## TRY IT
Read the listing below and copy out each line where the word "logHandler" occurs.

## DATASET RECORDS
[Start of section]

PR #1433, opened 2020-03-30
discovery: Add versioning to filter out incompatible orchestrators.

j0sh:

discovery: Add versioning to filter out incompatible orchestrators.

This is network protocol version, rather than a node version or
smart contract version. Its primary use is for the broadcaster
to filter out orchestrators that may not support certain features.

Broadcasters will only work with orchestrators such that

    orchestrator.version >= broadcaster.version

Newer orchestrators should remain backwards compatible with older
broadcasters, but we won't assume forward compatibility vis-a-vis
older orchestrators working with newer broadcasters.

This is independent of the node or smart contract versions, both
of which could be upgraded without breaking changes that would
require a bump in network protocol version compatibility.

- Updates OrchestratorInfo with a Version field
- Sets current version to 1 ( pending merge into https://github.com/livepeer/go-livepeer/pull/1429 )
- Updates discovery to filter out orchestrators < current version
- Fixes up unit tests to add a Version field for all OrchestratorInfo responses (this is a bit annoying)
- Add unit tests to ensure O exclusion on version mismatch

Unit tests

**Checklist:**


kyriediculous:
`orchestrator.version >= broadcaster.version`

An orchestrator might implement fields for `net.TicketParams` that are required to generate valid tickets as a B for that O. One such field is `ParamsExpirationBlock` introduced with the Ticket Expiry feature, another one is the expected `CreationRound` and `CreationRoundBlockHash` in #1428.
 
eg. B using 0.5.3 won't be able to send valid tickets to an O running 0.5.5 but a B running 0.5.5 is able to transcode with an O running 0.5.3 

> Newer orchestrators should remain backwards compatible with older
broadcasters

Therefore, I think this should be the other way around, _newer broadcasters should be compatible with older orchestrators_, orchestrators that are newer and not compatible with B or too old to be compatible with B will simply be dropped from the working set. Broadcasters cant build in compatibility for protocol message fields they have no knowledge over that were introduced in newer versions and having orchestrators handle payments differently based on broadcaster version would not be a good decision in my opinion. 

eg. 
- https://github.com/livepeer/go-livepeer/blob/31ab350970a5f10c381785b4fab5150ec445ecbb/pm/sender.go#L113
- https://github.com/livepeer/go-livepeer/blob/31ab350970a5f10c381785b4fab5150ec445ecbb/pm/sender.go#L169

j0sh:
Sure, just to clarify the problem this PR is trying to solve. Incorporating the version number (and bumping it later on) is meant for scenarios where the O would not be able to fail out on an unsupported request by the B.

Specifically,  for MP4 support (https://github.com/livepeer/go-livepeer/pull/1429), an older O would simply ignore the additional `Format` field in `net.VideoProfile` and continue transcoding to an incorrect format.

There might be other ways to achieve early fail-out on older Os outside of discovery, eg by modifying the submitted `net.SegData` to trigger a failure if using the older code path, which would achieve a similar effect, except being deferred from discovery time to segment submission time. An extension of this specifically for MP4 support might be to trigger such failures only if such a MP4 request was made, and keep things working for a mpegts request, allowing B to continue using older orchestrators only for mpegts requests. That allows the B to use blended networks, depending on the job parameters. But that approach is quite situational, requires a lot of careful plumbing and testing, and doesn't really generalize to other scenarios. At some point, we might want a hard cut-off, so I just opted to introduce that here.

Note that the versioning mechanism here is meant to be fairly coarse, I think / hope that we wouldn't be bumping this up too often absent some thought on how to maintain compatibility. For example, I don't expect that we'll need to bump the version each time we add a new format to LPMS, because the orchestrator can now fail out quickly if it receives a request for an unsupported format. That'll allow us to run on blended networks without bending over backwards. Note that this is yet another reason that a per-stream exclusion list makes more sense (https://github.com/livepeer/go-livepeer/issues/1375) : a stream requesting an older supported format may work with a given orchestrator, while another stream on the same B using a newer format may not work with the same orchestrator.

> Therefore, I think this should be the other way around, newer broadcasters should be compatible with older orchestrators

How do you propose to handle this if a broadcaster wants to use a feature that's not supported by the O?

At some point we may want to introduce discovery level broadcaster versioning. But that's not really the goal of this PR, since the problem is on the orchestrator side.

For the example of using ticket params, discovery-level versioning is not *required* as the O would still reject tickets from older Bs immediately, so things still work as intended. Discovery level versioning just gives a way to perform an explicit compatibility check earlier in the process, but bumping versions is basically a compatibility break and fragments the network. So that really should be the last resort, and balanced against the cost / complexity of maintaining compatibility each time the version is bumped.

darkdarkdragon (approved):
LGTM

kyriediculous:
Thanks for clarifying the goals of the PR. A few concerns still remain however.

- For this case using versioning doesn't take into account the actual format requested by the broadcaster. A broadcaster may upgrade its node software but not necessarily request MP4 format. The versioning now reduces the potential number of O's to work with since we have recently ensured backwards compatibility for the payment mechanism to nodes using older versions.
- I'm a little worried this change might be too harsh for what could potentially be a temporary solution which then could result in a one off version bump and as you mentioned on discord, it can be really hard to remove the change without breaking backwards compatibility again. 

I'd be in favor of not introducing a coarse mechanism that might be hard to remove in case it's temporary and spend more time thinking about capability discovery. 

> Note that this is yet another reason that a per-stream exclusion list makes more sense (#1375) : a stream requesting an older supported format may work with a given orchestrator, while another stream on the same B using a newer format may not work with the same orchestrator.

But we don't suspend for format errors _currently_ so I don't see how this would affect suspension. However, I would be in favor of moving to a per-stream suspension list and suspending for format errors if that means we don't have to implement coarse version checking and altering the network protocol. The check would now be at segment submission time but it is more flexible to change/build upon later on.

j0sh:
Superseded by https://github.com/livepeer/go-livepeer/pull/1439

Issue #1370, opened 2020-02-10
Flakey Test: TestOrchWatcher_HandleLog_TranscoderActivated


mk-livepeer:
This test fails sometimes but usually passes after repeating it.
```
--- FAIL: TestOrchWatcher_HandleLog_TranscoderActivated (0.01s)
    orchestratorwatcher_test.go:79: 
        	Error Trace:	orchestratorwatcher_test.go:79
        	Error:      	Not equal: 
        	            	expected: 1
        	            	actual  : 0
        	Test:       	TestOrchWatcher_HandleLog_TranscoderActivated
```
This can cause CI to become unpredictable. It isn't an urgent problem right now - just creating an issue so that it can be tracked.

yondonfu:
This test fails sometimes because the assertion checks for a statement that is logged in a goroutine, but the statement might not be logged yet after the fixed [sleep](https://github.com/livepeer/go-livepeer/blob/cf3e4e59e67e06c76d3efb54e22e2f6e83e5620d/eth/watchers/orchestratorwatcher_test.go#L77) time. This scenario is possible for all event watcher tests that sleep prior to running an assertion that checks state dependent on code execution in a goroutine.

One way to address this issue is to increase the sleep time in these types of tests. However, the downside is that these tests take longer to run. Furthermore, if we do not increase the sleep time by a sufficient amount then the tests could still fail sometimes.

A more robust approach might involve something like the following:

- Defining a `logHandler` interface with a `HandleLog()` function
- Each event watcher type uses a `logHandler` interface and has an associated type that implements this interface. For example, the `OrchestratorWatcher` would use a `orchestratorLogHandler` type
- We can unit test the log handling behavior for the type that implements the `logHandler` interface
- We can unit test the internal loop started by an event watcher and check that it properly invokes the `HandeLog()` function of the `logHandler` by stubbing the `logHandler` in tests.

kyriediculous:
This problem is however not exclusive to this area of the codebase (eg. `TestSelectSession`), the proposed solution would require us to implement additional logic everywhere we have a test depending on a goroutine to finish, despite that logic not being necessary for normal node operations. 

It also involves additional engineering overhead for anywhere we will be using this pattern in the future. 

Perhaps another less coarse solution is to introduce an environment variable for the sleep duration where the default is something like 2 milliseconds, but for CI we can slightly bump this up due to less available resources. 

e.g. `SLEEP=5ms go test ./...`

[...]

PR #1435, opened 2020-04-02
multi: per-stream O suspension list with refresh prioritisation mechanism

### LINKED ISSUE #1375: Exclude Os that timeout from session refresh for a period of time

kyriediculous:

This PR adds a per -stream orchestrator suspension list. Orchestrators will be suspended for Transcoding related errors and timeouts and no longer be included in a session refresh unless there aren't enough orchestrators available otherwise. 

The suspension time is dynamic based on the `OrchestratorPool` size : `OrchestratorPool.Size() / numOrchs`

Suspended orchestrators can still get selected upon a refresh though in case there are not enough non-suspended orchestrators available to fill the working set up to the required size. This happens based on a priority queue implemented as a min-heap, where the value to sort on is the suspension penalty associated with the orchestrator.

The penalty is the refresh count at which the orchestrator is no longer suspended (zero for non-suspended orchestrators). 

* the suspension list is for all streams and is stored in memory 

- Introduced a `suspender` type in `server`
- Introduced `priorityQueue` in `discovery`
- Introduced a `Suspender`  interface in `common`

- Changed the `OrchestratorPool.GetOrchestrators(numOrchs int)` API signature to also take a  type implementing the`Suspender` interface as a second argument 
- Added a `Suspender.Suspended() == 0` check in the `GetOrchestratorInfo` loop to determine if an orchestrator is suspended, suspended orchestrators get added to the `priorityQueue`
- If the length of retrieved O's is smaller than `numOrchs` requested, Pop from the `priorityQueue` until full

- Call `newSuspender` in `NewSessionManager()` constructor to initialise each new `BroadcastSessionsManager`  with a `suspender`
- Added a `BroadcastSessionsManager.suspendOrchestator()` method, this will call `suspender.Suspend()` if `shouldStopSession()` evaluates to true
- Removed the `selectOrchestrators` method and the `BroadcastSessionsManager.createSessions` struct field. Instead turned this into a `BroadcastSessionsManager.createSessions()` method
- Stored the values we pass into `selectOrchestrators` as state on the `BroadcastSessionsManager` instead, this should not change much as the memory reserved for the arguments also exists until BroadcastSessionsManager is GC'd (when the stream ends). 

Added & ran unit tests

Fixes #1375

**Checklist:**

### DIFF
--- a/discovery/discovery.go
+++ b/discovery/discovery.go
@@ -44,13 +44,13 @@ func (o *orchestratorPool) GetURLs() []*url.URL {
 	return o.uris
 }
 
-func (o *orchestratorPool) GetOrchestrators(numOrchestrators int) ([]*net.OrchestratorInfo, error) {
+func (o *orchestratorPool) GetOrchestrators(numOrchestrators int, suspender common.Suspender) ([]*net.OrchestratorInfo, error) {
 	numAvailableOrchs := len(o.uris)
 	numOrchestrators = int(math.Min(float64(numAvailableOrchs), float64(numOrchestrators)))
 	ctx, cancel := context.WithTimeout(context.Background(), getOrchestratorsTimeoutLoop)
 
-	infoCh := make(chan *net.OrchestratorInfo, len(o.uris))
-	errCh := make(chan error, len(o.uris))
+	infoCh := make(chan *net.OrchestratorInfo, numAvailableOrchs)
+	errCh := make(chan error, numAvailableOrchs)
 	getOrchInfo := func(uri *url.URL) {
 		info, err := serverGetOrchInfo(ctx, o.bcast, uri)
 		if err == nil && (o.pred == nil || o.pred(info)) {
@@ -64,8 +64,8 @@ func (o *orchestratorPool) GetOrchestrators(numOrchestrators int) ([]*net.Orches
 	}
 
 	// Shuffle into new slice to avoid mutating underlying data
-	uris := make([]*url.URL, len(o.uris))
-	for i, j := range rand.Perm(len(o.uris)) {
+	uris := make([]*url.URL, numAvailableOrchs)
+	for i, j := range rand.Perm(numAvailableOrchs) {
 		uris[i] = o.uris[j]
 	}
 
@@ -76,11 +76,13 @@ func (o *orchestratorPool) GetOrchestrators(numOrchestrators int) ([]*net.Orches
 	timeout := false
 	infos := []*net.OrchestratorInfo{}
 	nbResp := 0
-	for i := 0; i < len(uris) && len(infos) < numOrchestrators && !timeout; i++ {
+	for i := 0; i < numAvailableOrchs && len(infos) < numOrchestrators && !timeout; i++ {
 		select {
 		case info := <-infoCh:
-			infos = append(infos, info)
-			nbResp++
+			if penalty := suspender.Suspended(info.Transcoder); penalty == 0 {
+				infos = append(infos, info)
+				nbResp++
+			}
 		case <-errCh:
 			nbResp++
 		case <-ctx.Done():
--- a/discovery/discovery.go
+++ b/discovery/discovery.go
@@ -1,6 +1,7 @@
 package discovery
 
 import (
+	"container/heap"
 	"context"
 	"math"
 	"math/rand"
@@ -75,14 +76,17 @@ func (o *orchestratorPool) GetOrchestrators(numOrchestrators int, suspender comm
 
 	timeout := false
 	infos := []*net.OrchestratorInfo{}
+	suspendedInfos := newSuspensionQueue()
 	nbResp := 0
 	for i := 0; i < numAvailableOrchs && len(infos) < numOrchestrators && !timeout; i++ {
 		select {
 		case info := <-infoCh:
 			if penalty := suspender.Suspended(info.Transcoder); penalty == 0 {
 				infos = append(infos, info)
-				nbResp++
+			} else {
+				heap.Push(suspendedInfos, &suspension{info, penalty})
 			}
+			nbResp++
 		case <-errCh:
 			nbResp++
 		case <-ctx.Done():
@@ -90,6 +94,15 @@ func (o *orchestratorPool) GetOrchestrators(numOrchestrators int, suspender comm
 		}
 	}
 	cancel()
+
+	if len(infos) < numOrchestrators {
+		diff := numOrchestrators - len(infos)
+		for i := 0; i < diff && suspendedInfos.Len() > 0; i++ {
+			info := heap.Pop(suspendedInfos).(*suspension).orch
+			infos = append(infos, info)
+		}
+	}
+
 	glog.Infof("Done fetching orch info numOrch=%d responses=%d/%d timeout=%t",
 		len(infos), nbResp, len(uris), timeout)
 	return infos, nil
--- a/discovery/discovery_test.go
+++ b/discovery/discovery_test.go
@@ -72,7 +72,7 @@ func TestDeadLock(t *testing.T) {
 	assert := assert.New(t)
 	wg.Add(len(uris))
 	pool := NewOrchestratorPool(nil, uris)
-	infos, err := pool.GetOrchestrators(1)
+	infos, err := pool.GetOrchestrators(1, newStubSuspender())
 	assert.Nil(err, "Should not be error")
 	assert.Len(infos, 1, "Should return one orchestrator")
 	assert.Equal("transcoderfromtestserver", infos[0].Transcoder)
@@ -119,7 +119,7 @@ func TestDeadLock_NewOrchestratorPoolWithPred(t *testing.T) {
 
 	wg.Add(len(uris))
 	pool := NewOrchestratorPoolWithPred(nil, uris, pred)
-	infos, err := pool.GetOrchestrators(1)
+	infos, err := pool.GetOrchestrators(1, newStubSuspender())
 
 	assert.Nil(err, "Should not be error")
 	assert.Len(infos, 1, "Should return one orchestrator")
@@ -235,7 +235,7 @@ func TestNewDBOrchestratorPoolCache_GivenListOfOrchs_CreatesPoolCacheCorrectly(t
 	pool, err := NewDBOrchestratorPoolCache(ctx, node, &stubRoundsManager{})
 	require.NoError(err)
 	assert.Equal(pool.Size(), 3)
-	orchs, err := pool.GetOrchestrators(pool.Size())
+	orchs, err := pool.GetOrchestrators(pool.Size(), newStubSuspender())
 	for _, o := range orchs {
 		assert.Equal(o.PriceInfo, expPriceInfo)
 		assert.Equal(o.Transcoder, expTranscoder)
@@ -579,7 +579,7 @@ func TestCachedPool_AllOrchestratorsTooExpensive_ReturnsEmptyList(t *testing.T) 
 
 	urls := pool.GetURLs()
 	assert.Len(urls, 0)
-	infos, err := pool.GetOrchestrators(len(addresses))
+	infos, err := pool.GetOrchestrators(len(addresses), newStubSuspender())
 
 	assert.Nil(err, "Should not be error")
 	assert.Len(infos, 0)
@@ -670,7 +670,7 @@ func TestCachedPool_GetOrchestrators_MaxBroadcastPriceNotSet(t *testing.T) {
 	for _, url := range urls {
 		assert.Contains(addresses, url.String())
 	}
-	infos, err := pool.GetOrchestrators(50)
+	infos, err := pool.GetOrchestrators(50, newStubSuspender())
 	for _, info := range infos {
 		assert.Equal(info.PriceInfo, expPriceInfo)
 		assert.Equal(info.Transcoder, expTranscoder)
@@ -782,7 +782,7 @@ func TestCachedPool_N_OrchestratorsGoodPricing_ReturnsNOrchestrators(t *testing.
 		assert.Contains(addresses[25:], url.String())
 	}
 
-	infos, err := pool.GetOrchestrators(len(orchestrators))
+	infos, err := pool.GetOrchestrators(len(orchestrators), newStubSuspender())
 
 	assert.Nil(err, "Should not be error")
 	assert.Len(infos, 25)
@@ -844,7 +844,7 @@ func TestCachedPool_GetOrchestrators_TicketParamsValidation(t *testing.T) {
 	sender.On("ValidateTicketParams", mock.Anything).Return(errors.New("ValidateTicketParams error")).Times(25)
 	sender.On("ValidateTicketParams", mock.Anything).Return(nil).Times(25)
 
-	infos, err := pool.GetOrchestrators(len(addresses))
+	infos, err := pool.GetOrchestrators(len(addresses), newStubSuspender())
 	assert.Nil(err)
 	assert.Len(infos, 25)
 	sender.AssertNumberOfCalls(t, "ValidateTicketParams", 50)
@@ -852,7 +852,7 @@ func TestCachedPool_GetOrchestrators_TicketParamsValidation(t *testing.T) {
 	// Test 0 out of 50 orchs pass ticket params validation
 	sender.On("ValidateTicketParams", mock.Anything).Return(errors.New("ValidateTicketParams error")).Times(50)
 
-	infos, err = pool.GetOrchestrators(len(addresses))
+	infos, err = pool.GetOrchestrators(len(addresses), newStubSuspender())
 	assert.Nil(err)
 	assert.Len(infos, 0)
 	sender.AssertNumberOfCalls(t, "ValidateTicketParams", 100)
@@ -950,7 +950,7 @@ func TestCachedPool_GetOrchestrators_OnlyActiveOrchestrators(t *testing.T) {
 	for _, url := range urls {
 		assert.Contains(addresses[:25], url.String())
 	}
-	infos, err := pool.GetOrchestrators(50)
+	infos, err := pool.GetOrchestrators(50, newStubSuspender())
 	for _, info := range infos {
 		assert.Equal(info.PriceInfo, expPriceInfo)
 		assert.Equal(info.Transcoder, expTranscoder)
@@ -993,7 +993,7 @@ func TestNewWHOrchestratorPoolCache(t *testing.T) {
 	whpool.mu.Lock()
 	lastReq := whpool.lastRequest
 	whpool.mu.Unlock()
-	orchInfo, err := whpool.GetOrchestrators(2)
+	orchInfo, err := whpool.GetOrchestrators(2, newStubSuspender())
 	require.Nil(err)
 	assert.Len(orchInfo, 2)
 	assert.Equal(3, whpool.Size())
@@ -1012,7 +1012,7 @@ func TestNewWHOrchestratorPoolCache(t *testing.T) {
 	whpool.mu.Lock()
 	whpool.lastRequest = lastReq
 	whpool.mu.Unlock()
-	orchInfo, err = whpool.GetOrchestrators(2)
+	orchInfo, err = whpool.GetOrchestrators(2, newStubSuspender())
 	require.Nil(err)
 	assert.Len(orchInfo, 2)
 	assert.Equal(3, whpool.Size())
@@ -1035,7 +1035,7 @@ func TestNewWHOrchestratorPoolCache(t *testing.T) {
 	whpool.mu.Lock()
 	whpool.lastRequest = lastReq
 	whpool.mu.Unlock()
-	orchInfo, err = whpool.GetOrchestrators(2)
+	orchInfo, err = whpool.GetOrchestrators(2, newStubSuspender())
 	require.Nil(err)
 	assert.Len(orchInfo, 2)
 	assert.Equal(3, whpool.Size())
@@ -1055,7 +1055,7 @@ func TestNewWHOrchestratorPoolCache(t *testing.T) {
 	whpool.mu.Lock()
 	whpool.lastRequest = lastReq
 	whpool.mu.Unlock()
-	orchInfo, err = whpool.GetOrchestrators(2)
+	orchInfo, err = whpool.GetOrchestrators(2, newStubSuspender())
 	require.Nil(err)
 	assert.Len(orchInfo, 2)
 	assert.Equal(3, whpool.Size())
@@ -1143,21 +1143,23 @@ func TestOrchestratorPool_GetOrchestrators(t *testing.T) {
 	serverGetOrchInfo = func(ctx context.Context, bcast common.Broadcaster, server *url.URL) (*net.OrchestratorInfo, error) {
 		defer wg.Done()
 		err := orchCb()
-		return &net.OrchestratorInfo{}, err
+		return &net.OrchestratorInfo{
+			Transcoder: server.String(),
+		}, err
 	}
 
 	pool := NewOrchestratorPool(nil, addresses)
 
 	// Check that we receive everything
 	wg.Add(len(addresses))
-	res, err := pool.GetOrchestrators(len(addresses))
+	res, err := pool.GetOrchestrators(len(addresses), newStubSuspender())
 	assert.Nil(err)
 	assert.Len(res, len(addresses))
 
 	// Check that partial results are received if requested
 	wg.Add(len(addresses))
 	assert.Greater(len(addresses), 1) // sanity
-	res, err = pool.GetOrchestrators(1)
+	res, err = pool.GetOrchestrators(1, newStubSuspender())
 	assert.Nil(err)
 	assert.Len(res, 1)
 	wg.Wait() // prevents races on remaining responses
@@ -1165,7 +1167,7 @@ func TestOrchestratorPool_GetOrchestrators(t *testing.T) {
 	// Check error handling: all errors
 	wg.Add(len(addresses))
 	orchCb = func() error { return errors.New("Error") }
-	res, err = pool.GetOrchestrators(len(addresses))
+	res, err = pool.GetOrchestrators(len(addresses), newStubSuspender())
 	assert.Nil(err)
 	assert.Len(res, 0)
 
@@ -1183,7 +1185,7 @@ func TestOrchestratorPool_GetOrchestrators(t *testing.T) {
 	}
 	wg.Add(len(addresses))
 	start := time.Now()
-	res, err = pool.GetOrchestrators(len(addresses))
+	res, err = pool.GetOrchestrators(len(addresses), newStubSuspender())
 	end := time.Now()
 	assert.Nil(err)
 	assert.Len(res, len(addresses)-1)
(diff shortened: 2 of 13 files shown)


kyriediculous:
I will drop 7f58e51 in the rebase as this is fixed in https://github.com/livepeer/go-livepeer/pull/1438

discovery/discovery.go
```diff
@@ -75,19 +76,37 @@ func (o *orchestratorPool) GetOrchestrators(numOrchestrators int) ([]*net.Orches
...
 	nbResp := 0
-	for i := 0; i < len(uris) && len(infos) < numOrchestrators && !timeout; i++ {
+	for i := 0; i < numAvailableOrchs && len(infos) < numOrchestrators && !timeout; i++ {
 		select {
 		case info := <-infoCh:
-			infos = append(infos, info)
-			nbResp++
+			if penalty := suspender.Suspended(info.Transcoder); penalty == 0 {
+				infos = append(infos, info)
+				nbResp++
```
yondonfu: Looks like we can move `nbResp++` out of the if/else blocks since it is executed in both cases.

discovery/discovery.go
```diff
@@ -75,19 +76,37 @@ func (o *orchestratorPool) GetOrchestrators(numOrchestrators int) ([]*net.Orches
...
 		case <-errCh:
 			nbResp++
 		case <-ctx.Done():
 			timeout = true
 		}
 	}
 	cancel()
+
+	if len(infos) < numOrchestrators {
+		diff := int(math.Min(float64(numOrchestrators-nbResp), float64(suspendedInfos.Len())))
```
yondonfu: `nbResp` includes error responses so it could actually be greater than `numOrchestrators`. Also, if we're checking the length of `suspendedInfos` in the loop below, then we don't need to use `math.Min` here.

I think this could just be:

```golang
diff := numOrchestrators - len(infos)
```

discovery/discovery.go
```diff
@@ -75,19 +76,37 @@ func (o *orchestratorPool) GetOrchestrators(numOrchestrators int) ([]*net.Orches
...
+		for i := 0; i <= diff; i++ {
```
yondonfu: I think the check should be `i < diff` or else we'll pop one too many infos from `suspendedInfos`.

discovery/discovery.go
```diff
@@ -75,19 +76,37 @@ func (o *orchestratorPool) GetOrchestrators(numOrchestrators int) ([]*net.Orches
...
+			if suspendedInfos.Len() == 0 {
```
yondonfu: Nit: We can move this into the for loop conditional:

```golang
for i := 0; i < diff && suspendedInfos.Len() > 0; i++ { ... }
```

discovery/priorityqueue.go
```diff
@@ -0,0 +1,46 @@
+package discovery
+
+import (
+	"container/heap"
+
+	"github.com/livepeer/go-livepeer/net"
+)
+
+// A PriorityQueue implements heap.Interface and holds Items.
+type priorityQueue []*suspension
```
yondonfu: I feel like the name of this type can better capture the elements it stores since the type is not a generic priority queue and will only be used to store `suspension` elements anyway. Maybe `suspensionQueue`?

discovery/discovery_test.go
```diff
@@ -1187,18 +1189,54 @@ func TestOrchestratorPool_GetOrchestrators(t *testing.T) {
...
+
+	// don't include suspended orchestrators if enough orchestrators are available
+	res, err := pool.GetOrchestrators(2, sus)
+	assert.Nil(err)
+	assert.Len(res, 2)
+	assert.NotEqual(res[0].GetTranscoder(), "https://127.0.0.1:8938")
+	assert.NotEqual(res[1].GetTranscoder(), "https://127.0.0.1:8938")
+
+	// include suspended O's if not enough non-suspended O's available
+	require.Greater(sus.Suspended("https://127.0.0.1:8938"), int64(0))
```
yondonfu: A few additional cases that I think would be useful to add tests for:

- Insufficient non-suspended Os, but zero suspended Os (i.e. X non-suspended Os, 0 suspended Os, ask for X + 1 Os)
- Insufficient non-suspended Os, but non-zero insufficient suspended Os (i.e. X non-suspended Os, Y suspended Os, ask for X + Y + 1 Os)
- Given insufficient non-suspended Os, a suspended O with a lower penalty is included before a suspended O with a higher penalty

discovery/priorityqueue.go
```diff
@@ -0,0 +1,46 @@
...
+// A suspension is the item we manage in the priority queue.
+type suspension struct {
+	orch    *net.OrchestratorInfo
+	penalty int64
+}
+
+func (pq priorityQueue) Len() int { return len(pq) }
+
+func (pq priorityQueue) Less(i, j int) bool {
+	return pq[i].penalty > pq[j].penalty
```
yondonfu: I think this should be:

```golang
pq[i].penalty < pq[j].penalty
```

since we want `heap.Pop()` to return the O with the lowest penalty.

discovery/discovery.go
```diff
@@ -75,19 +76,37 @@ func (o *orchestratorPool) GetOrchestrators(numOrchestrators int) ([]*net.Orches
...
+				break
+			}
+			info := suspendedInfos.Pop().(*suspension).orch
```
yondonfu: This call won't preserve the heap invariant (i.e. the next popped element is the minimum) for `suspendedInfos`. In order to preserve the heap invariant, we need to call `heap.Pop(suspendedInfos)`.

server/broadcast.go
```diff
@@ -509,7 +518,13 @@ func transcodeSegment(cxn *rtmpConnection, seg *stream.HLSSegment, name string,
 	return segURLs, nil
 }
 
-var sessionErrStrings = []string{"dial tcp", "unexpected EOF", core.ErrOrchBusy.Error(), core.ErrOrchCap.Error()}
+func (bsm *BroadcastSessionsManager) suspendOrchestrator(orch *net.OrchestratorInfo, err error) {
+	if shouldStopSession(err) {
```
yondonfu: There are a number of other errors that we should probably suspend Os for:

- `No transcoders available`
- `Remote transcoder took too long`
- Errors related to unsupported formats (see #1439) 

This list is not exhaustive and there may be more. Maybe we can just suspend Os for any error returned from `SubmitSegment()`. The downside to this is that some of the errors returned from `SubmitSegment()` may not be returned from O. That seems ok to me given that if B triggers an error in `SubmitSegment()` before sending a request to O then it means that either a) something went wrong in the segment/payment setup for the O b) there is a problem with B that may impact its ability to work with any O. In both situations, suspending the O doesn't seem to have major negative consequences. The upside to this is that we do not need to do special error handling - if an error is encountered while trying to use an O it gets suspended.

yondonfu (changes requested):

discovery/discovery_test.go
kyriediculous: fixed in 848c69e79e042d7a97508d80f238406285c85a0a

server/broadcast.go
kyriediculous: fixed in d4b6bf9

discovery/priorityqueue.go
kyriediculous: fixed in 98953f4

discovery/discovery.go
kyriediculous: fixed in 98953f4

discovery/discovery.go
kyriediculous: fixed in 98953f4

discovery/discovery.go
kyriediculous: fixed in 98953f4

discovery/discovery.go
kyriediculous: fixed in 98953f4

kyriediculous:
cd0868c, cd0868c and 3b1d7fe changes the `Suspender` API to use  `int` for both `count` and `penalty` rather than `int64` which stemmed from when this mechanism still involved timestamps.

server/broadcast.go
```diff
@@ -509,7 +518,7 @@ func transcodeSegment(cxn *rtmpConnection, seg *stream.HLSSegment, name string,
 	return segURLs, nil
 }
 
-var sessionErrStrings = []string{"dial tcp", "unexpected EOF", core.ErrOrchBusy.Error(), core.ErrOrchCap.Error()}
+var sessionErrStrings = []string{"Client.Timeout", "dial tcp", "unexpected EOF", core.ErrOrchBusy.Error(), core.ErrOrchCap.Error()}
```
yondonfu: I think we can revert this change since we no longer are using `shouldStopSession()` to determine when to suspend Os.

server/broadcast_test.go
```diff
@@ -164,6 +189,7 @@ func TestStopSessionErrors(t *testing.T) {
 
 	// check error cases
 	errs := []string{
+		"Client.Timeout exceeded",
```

[End of section]

## RESPONSE TO THIS EXERCISE
- Defining a `logHandler` interface with a `HandleLog()` function
- Each event watcher type uses a `logHandler` interface and has an associated type that implements this interface. For example, the `OrchestratorWatcher` would use a `orchestratorLogHandler` type
- We can unit test the log handling behavior for the type that implements the `logHandler` interface
- We can unit test the internal loop started by an event watcher and check that it properly invokes the `HandeLog()` function of the `logHandler` by stubbing the `logHandler` in tests.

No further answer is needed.